- **What is expected**:
Quote only the lines from the top of the listing below down to and including the line with "### Are there any labels you wish to add?".

- **Supplied records**:
Issue #348, opened 2024-04-02
Enhance `KnownPublishError` visualisation


MustafaJafar:
### Is there an existing issue for this?

- [X] I have searched the existing issues.

### Please describe the feature you have in mind and explain what the current shortcomings are?

Enhance `KnownPublishError` to support changing the error label and message.

<table>
<tr>
<td>Current State</td>
<td>My suggestion</td>
</tr>
<tr>
<td><img src=https://github.com/user-attachments/assets/ac94fef7-aa90-4a20-a3f5-93e866c94add></td>
<td><img src=https://github.com/user-attachments/assets/16bf053d-c37f-4ee4-ba9a-8b6f80cc4082></td>
</tr>
</table>

## How would you imagine the implementation of the feature?

I made a draft PR for it https://github.com/ynput/ayon-core/pull/373 to experiment the idea where I was able to reproduce the screenshots above.

### Are there any labels you wish to add?

- [X] I have added the relevant labels to the enhancement request.

### Describe alternatives you've considered:

Adding a Generic `PublishError` that works in a similar fashion to `PublishValidationError` which is a better user friendly way to raise and show errors from pyblish plugins like extractors or even from `lib.py` files.

It would like this (I hacked the code to be able to produce this screenshot)
In screenshot my code failed during extraction.
![image](https://github.com/user-attachments/assets/65610501-ac93-4d08-9135-b11741d40ef3)

MustafaJafar:
I ended up experimenting tweaking the `KnownPublishError` here's a test PR https://github.com/ynput/ayon-core/pull/373 .

MustafaJafar:
Issue summary: 
My two suggestions to have more user friendly error reporting: 
1. Use the same error report as `PublishValidationError`  maybe we can call it `PublishPluginError`.
2. Having a better visualization for `KnownPublishError` , I made a PR for it https://github.com/ynput/ayon-core/pull/373

| using `PublishValidationError` with extractor plugin | better `KnownPublishError` visualization |
|--|--|
| ![image](https://github.com/ynput/ayon-core/assets/20871534/3f879770-268d-46e2-8b97-9f411643217e) | ![image](https://github.com/ynput/ayon-core/assets/20871534/f680edf1-32ac-4db2-a472-5cd5de561523) |

PR #373, opened 2024-04-04
Publisher: Enhance KnownPublishError visualisation

MustafaJafar:
## Changelog Description
Tweaking `KnownPublishError` to have more user friendly error handling.
Also, slightly changing error report.

> Here's some demo from Houdini - mantra ifd product type

Animation_44

## Testing notes:
1. Change a `RuntimeError` to `KnownPublishError` and use better message and add a label similar to the provided example.
2. A good practice to add `self.log.error(....)` with more detailed error message.
3. Raise the error intentionally
4. Telling if the new error reporting is more user friendly.


client/ayon_core/tools/publisher/widgets/report_page.py
```diff
@@ -1459,13 +1459,14 @@ class CrashWidget(QtWidgets.QWidget):
...
-        main_label = QtWidgets.QLabel("This is not your fault", self)
+        main_label = QtWidgets.QLabel("Error Occurred!", self)
         main_label.setAlignment(QtCore.Qt.AlignCenter)
         main_label.setObjectName("PublishCrashMainLabel")
 
         report_label = QtWidgets.QLabel(
             (
-                "Please report the error to your pipeline support"
+                "Expand the orange error message below to find more info.\n"
+                "You can report the error to your pipeline support"
```
BigRoy, line 1469: If the information is in the orange bar - we should auto-expand it. Not ask the user to do so.

client/ayon_core/tools/publisher/control.py
```diff
@@ -1369,6 +1382,7 @@ def event_system(self):
             "publish.is_running.changed" - Attr 'publish_is_running' changed.
             "publish.has_crashed.changed" - Attr 'publish_has_crashed' changed.
             "publish.publish_error.changed" - Attr 'publish_error'
+            publish.publish_error_label.changed  - Attr 'publish_error_label'
```
BigRoy, line 1385: To match the others in the docstring.
```suggestion
            "publish.publish_error_label.changed"  - Attr 'publish_error_label'
```

client/ayon_core/tools/publisher/control.py
```diff
@@ -1194,6 +1194,18 @@ def publish_error_msg(self):
 
         pass
 
+    @property
+    @abstractmethod
+    def publish_error_label(self):
+        """Current error label which cause fail of publishing.
+
+        Returns:
+            Union[str, None]: Error Label which will be showed to artist or
```
BigRoy, line 1203:
```suggestion
            Union[str, None]: Error Label which will be shown to artist or
```

BigRoy:
> image

With the "error" wording above the buttons I'm currently unsure what "Save to disk" would save because the text feels less focused on 'reporting it' I wouldn't immediately think that "Save to disk" would be talking about the report. But maybe that's just me.

MustafaJafar:
> With the "error" wording above the buttons I'm currently unsure what "Save to disk" would save because the text feels less focused on 'reporting it' I wouldn't immediately think that "Save to disk" would be talking about the report. But maybe that's just me.

I'm not sure about how to rephrase it in a better way. 
My goal was to write  something informative. click for more info, report the error, etc.  
what do you think could be a suitable informative message ?

BigRoy:
> I'm not sure about how to rephrase it in a better way.
> My goal was to write something informative. click for more info, report the error, etc.
> what do you think could be a suitable informative message ?

Maybe re-reading it again I have less of an issue with it. Just my brain being dumb sometimes. Removing the words "You can" might also put more focus on "Report the error".

client/ayon_core/tools/publisher/widgets/report_page.py
MustafaJafar: you know what.. I'll just remove that part ` "Expand the orange error message below to find more info.\n"`

MustafaJafar: I'll just remove  `"Expand the orange error message below to find more info.\n"` . I think it's redundant. 

I think. It'd be better to have the error message un-expanded because this PR adds message and title to the `KnownPublishError` . and having the error expanded will show the error message.

iLLiCiTiT:
Moving some of internal conversation here.

This is current state of the labels:
image

I don't think user should look at the frame at the bottom to find out what happened, if the information is for user. The bottom panel is short technical information.

First, my "feeling" is that both titles might be `Error happened`. The frame at the bottom would be unchanged. Instead of `label` would `KnownPublishError` had `user_message` which would be by default. `This is not your fault. Please report the error using one of the options below.` which would be shown as message at the top, but the developer could change it with the error?

This will cause that the message `"Please report the error using one of the options below."` could be overriden, and question is if we should put the message elsewhere (e.g. next to buttons). Or change labels of buttons to `Copy report to clipboard` and `Save report to disk`?

I think @mkolar came up with current design so he should have opinion on this.

MustafaJafar:
I've just figured out that I forgot to push my example. 
Here's what this PR does:

I've added an example in Mantra IFD houdini product type. to run it:
- Create a mantra IFD product type, switch off farm rendering and publish

Animation_42

image

image

client/ayon_core/hosts/houdini/api/lib.py
```diff
@@ -244,13 +245,14 @@ def render_rop(ropnode):
...
                        # Allow Deadline to capture completion percentage
                        output_progress=verbose)
-    except hou.Error as exc:
+    except hou.Error:
         # The hou.Error is not inherited from a Python Exception class,
         # so we explicitly capture the houdini error, otherwise pyblish
         # will remain hanging.
         import traceback
         traceback.print_exc()
-        raise RuntimeError("Render failed: {0}".format(exc))
```
BigRoy, line 253: I don't believe the printed exception will be added to the Publisher UI's logs - and thus, by not including the `exc` in the error or logs itself it would mean that IF the Exception itself has some information about why it failed that information will now not appear in the publish logs, which it should. So we might want to still to `log.error(f"Exception: {exc}")` or alike.

client/ayon_core/hosts/houdini/api/lib.py
```diff
@@ -244,13 +245,14 @@ def render_rop(ropnode):
...
+        raise KnownPublishError("'{}' failed to render!".format(ropnode.path()),
+                                label="Render was interrupted or canceled.")
```
BigRoy, line 255: This isn't 100% true. It _may_ have been canceled or interrupted - but it may also have been an actual error during the ROP render. As such, the message here may be untrue.

Also, what's the difference between canceled and interrupted? Isn't that essentially the same thing here?

client/ayon_core/hosts/houdini/plugins/publish/extract_mantra_ifd.py
```diff
@@ -33,9 +33,9 @@ def process(self, instance):
                 os.path.normpath(os.path.join(staging_dir, frame)))
         ]
         if missing_frames:
-            raise RuntimeError("Failed to complete Mantra ifd extraction. "
-                               "Missing output files: {}".format(
-                                   missing_frames))
+            raise KnownPublishError("Failed to complete Mantra ifd extraction. ",
+                                    # "Missing output files: {}".format(missing_frames),
```
BigRoy, line 37: I guess we'll still need to report this somewhere? E.g. having a clear `log.error()` prior to this?

client/ayon_core/tools/publisher/widgets/report_page.py
```diff
@@ -1459,7 +1459,7 @@ class CrashWidget(QtWidgets.QWidget):
     def __init__(self, controller, parent):
         super(CrashWidget, self).__init__(parent)
 
-        main_label = QtWidgets.QLabel("This is not your fault", self)
+        main_label = QtWidgets.QLabel("Error Occurred!", self)
```
BigRoy, line 1462: I wonder if `Error Occurred!` is too unfriendly/scary? I recall that being a huge design decision as to why once it was chosen to report with `This is not your fault`. So may be one for @mkolar to comment on?

client/ayon_core/hosts/houdini/plugins/publish/extract_mantra_ifd.py
MustafaJafar: Agreed! 
going to push a commit shortly.

image

MustafaJafar: here it is https://github.com/ynput/ayon-core/pull/373/commits/e6c52f0430bd63cf8f3a469d9c7edae94d3ad8fd

client/ayon_core/hosts/houdini/api/lib.py
MustafaJafar: I modified it a little bit here.
here it is https://github.com/ynput/ayon-core/pull/373/commits/e6c52f0430bd63cf8f3a469d9c7edae94d3ad8fd

client/ayon_core/tools/publisher/widgets/report_page.py
MustafaJafar: Tbh, I don't know what should be the message. 
I only changed it to open a discussion about it.

iLLiCiTiT:
As I'm more and more thinking about it I guess we'll need different exception so we know if it is something which is caused by user or it is really a bug.

MustafaJafar:
> As I'm more and more thinking about it I guess we'll need different exception so we know if it is something which is caused by user or it is really a bug. It also affects UI which has messages related to actions and their buttons. Question is if the report buttons should be visible in case it is not user fault etc. That is UX desicion, and I not good at it, so we need someone who can tell.

Cool! 
I think we can close this PR or leave it as it is and continue the discussion in this issue https://github.com/ynput/ayon-core/issues/348

MustafaJafar:
Closing this PR and moving the discussion to https://github.com/ynput/ayon-core/issues/348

- **Solution**:
Issue #348, opened 2024-04-02
Enhance `KnownPublishError` visualisation


MustafaJafar:
### Is there an existing issue for this?

- [X] I have searched the existing issues.

### Please describe the feature you have in mind and explain what the current shortcomings are?

Enhance `KnownPublishError` to support changing the error label and message.

<table>
<tr>
<td>Current State</td>
<td>My suggestion</td>
</tr>
<tr>
<td><img src=https://github.com/user-attachments/assets/ac94fef7-aa90-4a20-a3f5-93e866c94add></td>
<td><img src=https://github.com/user-attachments/assets/16bf053d-c37f-4ee4-ba9a-8b6f80cc4082></td>
</tr>
</table>

## How would you imagine the implementation of the feature?

I made a draft PR for it https://github.com/ynput/ayon-core/pull/373 to experiment the idea where I was able to reproduce the screenshots above.

### Are there any labels you wish to add?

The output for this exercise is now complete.